Chère SaFriz,
Merci pour cette intéressante question, et bravo pour avoir effectué plusieurs recherches préalables de votre côté.
Tout d’abord, il s’agit de retrouver la trace de l’émission de la RTS que vous aviez écoutée l’année passée. Pourrait-il s’agir d’une chronique en sept parties, intitulée "Comment faire une croix sous Jésus?", diffusée le 1 mars 2020 dans l’émission Hautes fréquences?
Dans le premier épisode de cette série, l’historien de l’art et théologien François Boespflug (de l'Université de Strasbourg) explique comment la crucifixion de Jésus aurait commencé à être représentée dans l’art chrétien surtout après l’interdiction de ce type de supplice par les empereurs Constantin et Théodose à la fin du IV siècle de notre ère. Selon lui, dès les années 420, plus personne n’aurait pu assister aux souffrances extrêmes occasionnées par ce type de châtiment, raison pour laquelle les représentations de la crucifixion de Jésus auraient à ce moment commencé à être utilisées comme symboles au sein des communautés chrétiennes. Mais François Boespflug ne laisse à aucun moment entendre que la crucifixion n’était pas pratiquée à l’époque de Jésus.
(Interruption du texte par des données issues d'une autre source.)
PR #2310, opened 2024-06-26
Use `Either` instead of `ZPure` in `Validator` / `VariableCoercer`

kyri-petrou:
So far we've been using a ZPure in the Validator & VariableCoercer mainly to ensure stack-safety when validating queries. However, for a stack-overflow error to occur we need to either:
1. Have fragments that reference themselves or,
2. An extremely deep query (modern JVMs can handle thousands of recursive calls before throwing a SO error)

Since we already validate (1), the only "real" problem that remains is (2). However, I think that this is not a real issue because the real case where a query would be deep enough to trigger a SO error is for malicious purposes / to DDoS the server.

To guard against this possibility, users _should_ be using the `maxDepth` wrapper. But in the case they're not, we catch the SO error as a last resort and fail gracefully via a Validation error.

This approach is much more performant but also allows us to become "leaner", reducing our reliance on ZIO for most core operations

### Benchmark results:

series/2.x
```
[info] Benchmark                             Mode  Cnt        Score        Error  Units
[info] ValidationBenchmark.deep             thrpt    3   993038.766 ± 172816.842  ops/s
[info] ValidationBenchmark.introspection    thrpt    3    68131.837 ±  15473.702  ops/s
[info] ValidationBenchmark.multifield       thrpt    3  1120473.149 ± 198296.763  ops/s
[info] ValidationBenchmark.simple           thrpt    3  1587383.592 ±  68291.852  ops/s
[info] ValidationBenchmark.variableCoercer  thrpt    3    80349.172 ±   8376.846  ops/s
```

PR:
```
[info] Benchmark                             Mode  Cnt        Score        Error  Units
[info] ValidationBenchmark.deep             thrpt    6  2259244.590 ±  42814.904  ops/s
[info] ValidationBenchmark.introspection    thrpt    6   111222.161 ±  19679.459  ops/s
[info] ValidationBenchmark.multifield       thrpt    6  2663080.586 ±  32436.908  ops/s
[info] ValidationBenchmark.simple           thrpt    6  5988742.244 ± 239073.495  ops/s
[info] ValidationBenchmark.variableCoercer  thrpt    6   181029.042 ±  18279.451  ops/s
```

PS: I'll followup with another PR to remove `zio-prelude` as a dependency since it's not _really_ needed anymore

### DIFF
--- a/core/src/main/scala/caliban/validation/Validator.scala
+++ b/core/src/main/scala/caliban/validation/Validator.scala
@@ -52,14 +52,14 @@ object Validator {
    * Fails with a [[caliban.CalibanError.ValidationError]] otherwise.
    */
   def validate(document: Document, rootType: RootType)(implicit trace: Trace): IO[ValidationError, Unit] =
-    Configurator.ref.getWith(v => Exit.fromEither(check(document, rootType, Map.empty, v.validations).map(_ => ())))
+    Configurator.ref.getWith(v => Exit.fromEither(check(document, rootType, Map.empty, v.validations).unit))
 
   /**
    * Verifies that the given document is valid for this type for all available validations.
    * Fails with a [[caliban.CalibanError.ValidationError]] otherwise.
    */
   def validateAll(document: Document, rootType: RootType): Either[ValidationError, Unit] =
-    check(document, rootType, Map.empty, AllValidations).map(_ => ())
+    check(document, rootType, Map.empty, AllValidations).unit
 
   /**
    * Verifies that the given schema is valid. Fails with a [[caliban.CalibanError.ValidationError]] otherwise.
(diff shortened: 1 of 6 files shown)


core/src/main/scala/caliban/validation/Validator.scala
```diff
@@ -67,29 +66,31 @@ object Validator {
...
+      _      <- validateAllDiscard(types.sorted)(validateType)
+      _      <- validateClashingTypes(types)
+      _      <- validateDirectives(types)
+      _      <- validateRootMutation(schema)
+      _      <- validateRootSubscription(schema)
+      schema <- validateRootQuery(schema)
+    } yield schema
+  }
+
+  private val unit: Either[ValidationError, Unit] = Right(())
```
ghostdogpr: Isn't it same as `unitR`? I prefer `unit` though.

core/src/main/scala/caliban/validation/Validator.scala
```diff
@@ -53,7 +52,7 @@ object Validator {
    * Fails with a [[caliban.CalibanError.ValidationError]] otherwise.
    */
   def validate(document: Document, rootType: RootType)(implicit trace: Trace): IO[ValidationError, Unit] =
-    Configurator.ref.getWith(v => Exit.fromEither(check(document, rootType, Map.empty, v.validations).unit))
+    Configurator.ref.getWith(v => Exit.fromEither(check(document, rootType, Map.empty, v.validations).map(_ => ())))
```
ghostdogpr: How about adding a small extension method for that?

ghostdogpr (approved):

Il faut consulter l’état de la recherche sur la question pour se rendre compte que les choses sont un peu plus complexes. Avant toute chose, on peut rappeler qu’en français, "crucifixion" est le terme utilisé plus spécifiquement par les chrétiens pour parler du supplice de Jésus-Christ, et qu’il faudrait en réalité parler de "crucifiement" dans les autres cas, même si les deux termes tendent aujourd’hui à être confondus.
Le crucifiement, donc, était une méthode de mise à mort utilisée dans de nombreuses sociétés antiques et médiévales, notamment dans le monde romain. On parlait alors en latin de damnatio in ou ad crucem "condamnation à la croix", et en grec de anastaurôsis "suspension, empalement". Dans le monde antique, toutefois, ces termes étaient utilisés indifféremment pour parler de mise à mort par empalement ou par crucifiement au sens où on l’entend aujourd’hui (attacher ou clouer la victime à un support jusqu’à ce qu’elle meure d’asphyxie ou d’épuisement), ou encore pour parler de l’exposition d’un corps post mortem. Il semble également que les mots désignant à l’outil du châtiment proprement dit – en latin crux et en grec stauros – pouvaient aussi bien s’appliquer à un simple poteau qu’à un pilori avec une barre transversale (patibulum), formant une croix ou un "T".
Aujourd'hui, l’ensemble des historiens spécialistes de la question reconnaissent que Jésus a bien été mis à mort sur une croix, mais ils ne sont pas toujours d’accord sur le statut qu’avait ce châtiment dans le monde romain. Il s’agissait sans doute d’une forme de condamnation répandue, mais il n’est en revanche pas absolument certain qu’elle était particulièrement humiliante, même si elle semble avoir été réservée à celles et ceux qui n’étaient pas citoyens romains, tels que les esclaves et les étrangers. En fait, selon certains spécialistes, il serait même possible que ce soit surtout après l’adoption du christianisme comme religion de l’État romain par les empereurs Constantin et Théodose dans le courant du IV siècle de notre ère que le "crucifiement" en serait venu à désigner plus particulièrement le type de mise à mort infligé à Jésus tel que décrit dans les évangiles. Rappelons que c’est à cette même époque que le symbole de la croix chrétienne commence à rencontrer de plus en plus de succès, alors qu’auparavant les symboles chrétiens les plus courants étaient surtout ceux du poisson et du chrisme (un dessin associant les lettres grecques X et P, les premières du nom Christos). En revanche, contrairement à ce qu’affirme François Boespflug, tous les spécialistes ne s’accordent pas à penser que la pratique du crucifiement aurait été réellement abandonnée après son abolition par l’empereur Constantin au IV siècle de notre ère, mais que ce type de châtiment aurait malgré tout continué à être mis en œuvre pendant plusieurs siècles (on le retrouve notamment dans le monde arabo-musulman à l’époque des Omeyyades).
Après ces quelques éléments de réponse, on s’aperçoit donc que la question est complexe, surtout parce que le vocabulaire utilisé dans les sources antiques pour parler du crucifiement n’est pas aussi spécifique que le nôtre et ne nous permet donc pas de savoir exactement de quoi on parle. La recherche sur le sujet continue!
Bibliographie introductive:
-
François Boespflug, Crucifixion. La crucifixion dans l’art, un sujet planétaire, Bayard, 2019.
-
Felicia Harley, "Crucifixion in Roman Antiquity: The State of the Field", Journal of Early Christian Studies, 2019, vol. 27, n 2, pp. 303‑323.